The filesystems that support volfs are HFS+, HFS, ISO9660 and UDF.
Consider the following example:
# mount
/dev/disk0s9 on / (local, journaled)
devfs on /dev/ (local)
fdesc on /dev (union)
<volfs> on /.vol
...
# ls -l /.vol
total 0
dr--r--r-- 2 root wheel 64 25 Dec 12:45 234881033
The entry in /.vol is nothing but a representation of /. Each mounted volume (a partition, if you will), such as those on external storage devices, would have a representation under /.vol. Consider a file, say /mach_kernel:
# ls -li /mach_kernel
1045670 -rw-r--r-- 1 root wheel 3824080 11 Dec 16:20 /mach_kernel
This file would be accessed under /.volfs as follows (note that 1045670 is the file's inode number):
# ls -li /.vol/234881033/1045670
1045670 -rw-r--r-- 1 root wheel 3824080 11 Dec 16:20 /.vol/234881033/1045670
volfs is mounted during system startup (in /etc/rc):
# mkdir -p -m 0555 /.vol && chmod 0555 /.vol && mount_volfs /.vol
What about XYZ?
While Mac OS X supports many filesystems, you might run into some that are not supported. Linux's ext2/3 and Reiser, for example, are not supported, although you can find an open source implementation of ext2 for Mac OS X.
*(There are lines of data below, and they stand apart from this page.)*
PR #1093, opened 2022-05-06
EWPP-2069: Use configuration to define internal domains.

imanoleguskiza:
### Description

[Insert description here]

### Change log

- Added:
- Changed:
- Deprecated:
- Removed:
- Fixed:
- Security:

### Commands

```sh
[Insert commands here]

```


modules/oe_theme_helper/config/install/oe_theme_helper.internal_domains.yml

Interestingly, BootX, the Mac OS X bootloader, does understand the ext2 filesystem, and can load kernels from it.
An important (though not necessarily critical) omission is that of the proc filesystem. This issue, including description of a minimal port of /proc from FreeBSD to Mac OS X, is discussed in /proc on Mac OS X.